All lines of the listing below must be reproduced character for character.

──────── Material supplied ────────

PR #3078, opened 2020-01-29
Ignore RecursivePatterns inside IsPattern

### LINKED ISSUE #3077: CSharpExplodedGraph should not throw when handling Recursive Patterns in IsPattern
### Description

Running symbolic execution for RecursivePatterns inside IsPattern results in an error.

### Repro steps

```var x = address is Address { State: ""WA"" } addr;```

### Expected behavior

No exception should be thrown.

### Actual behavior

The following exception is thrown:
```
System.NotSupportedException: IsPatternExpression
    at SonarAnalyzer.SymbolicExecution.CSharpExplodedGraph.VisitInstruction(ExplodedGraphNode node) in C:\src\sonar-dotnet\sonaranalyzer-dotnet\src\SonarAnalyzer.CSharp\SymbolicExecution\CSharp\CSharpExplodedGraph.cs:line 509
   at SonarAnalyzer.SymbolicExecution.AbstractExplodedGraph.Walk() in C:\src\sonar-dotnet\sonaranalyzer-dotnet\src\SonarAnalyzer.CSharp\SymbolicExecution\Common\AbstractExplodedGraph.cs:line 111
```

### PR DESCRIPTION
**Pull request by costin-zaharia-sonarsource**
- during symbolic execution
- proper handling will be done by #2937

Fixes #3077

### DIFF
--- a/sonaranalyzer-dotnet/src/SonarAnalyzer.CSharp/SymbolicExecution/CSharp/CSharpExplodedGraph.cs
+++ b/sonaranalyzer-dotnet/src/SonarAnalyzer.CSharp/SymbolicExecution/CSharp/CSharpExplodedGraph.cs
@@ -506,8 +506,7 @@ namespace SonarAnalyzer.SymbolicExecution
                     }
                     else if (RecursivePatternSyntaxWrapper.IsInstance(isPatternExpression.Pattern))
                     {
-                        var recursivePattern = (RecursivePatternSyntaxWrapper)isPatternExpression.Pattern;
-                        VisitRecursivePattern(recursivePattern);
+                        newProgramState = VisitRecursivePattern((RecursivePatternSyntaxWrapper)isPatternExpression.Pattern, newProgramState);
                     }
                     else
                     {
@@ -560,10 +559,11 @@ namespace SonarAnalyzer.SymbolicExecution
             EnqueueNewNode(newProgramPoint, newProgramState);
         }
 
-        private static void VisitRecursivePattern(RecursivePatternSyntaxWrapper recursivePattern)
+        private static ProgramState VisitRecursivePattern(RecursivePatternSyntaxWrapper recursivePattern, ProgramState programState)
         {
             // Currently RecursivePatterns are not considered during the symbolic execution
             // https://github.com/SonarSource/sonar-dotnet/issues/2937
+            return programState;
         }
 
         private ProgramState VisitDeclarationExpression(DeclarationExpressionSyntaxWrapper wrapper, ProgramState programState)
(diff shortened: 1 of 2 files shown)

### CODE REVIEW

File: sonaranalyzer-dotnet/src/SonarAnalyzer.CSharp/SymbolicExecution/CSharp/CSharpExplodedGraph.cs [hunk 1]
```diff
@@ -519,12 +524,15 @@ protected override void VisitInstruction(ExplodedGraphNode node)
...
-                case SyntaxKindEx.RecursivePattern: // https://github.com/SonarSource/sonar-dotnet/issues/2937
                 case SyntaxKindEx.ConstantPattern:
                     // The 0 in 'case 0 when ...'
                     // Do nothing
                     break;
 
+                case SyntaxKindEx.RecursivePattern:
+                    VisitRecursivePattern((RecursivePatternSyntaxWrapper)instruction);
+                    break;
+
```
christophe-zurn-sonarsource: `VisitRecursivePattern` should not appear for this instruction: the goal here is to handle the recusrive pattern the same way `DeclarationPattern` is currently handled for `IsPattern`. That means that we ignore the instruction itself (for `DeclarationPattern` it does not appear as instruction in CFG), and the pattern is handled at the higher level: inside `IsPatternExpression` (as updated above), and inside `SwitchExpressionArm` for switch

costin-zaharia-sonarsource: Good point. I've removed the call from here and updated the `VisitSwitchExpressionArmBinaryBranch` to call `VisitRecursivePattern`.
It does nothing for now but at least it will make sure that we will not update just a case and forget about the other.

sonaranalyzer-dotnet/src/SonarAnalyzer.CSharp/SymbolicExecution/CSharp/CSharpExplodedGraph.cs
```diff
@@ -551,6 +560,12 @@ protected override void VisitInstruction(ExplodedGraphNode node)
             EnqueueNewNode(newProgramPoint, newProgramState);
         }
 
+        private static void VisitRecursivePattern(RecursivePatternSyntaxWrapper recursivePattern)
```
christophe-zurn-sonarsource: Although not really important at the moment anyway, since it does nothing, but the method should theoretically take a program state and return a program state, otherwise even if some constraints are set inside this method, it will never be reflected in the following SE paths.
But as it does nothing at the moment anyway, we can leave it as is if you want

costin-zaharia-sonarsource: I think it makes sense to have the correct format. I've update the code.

────────

Solution to this exercise
PR #3078, opened 2020-01-29
Ignore RecursivePatterns inside IsPattern

### LINKED ISSUE #3077: CSharpExplodedGraph should not throw when handling Recursive Patterns in IsPattern
### Description

Running symbolic execution for RecursivePatterns inside IsPattern results in an error.

### Repro steps

```var x = address is Address { State: ""WA"" } addr;```

### Expected behavior

No exception should be thrown.

### Actual behavior

The following exception is thrown:
```
System.NotSupportedException: IsPatternExpression
    at SonarAnalyzer.SymbolicExecution.CSharpExplodedGraph.VisitInstruction(ExplodedGraphNode node) in C:\src\sonar-dotnet\sonaranalyzer-dotnet\src\SonarAnalyzer.CSharp\SymbolicExecution\CSharp\CSharpExplodedGraph.cs:line 509
   at SonarAnalyzer.SymbolicExecution.AbstractExplodedGraph.Walk() in C:\src\sonar-dotnet\sonaranalyzer-dotnet\src\SonarAnalyzer.CSharp\SymbolicExecution\Common\AbstractExplodedGraph.cs:line 111
```

### PR DESCRIPTION
**Pull request by costin-zaharia-sonarsource**
- during symbolic execution
- proper handling will be done by #2937

Fixes #3077

### DIFF
--- a/sonaranalyzer-dotnet/src/SonarAnalyzer.CSharp/SymbolicExecution/CSharp/CSharpExplodedGraph.cs
+++ b/sonaranalyzer-dotnet/src/SonarAnalyzer.CSharp/SymbolicExecution/CSharp/CSharpExplodedGraph.cs
@@ -506,8 +506,7 @@ namespace SonarAnalyzer.SymbolicExecution
                     }
                     else if (RecursivePatternSyntaxWrapper.IsInstance(isPatternExpression.Pattern))
                     {
-                        var recursivePattern = (RecursivePatternSyntaxWrapper)isPatternExpression.Pattern;
-                        VisitRecursivePattern(recursivePattern);
+                        newProgramState = VisitRecursivePattern((RecursivePatternSyntaxWrapper)isPatternExpression.Pattern, newProgramState);
                     }
                     else
                     {
@@ -560,10 +559,11 @@ namespace SonarAnalyzer.SymbolicExecution
             EnqueueNewNode(newProgramPoint, newProgramState);
         }
 
-        private static void VisitRecursivePattern(RecursivePatternSyntaxWrapper recursivePattern)
+        private static ProgramState VisitRecursivePattern(RecursivePatternSyntaxWrapper recursivePattern, ProgramState programState)
         {
             // Currently RecursivePatterns are not considered during the symbolic execution
             // https://github.com/SonarSource/sonar-dotnet/issues/2937
+            return programState;
         }
 
         private ProgramState VisitDeclarationExpression(DeclarationExpressionSyntaxWrapper wrapper, ProgramState programState)
(diff shortened: 1 of 2 files shown)

### CODE REVIEW

File: sonaranalyzer-dotnet/src/SonarAnalyzer.CSharp/SymbolicExecution/CSharp/CSharpExplodedGraph.cs [hunk 1]
```diff
@@ -519,12 +524,15 @@ protected override void VisitInstruction(ExplodedGraphNode node)
...
-                case SyntaxKindEx.RecursivePattern: // https://github.com/SonarSource/sonar-dotnet/issues/2937
                 case SyntaxKindEx.ConstantPattern:
                     // The 0 in 'case 0 when ...'
                     // Do nothing
                     break;
 
+                case SyntaxKindEx.RecursivePattern:
+                    VisitRecursivePattern((RecursivePatternSyntaxWrapper)instruction);
+                    break;
+
```
christophe-zurn-sonarsource: `VisitRecursivePattern` should not appear for this instruction: the goal here is to handle the recusrive pattern the same way `DeclarationPattern` is currently handled for `IsPattern`. That means that we ignore the instruction itself (for `DeclarationPattern` it does not appear as instruction in CFG), and the pattern is handled at the higher level: inside `IsPatternExpression` (as updated above), and inside `SwitchExpressionArm` for switch

costin-zaharia-sonarsource: Good point. I've removed the call from here and updated the `VisitSwitchExpressionArmBinaryBranch` to call `VisitRecursivePattern`.
It does nothing for now but at least it will make sure that we will not update just a case and forget about the other.

sonaranalyzer-dotnet/src/SonarAnalyzer.CSharp/SymbolicExecution/CSharp/CSharpExplodedGraph.cs
```diff
@@ -551,6 +560,12 @@ protected override void VisitInstruction(ExplodedGraphNode node)
             EnqueueNewNode(newProgramPoint, newProgramState);
         }
 
+        private static void VisitRecursivePattern(RecursivePatternSyntaxWrapper recursivePattern)
```
christophe-zurn-sonarsource: Although not really important at the moment anyway, since it does nothing, but the method should theoretically take a program state and return a program state, otherwise even if some constraints are set inside this method, it will never be reflected in the following SE paths.
But as it does nothing at the moment anyway, we can leave it as is if you want

costin-zaharia-sonarsource: I think it makes sense to have the correct format. I've update the code.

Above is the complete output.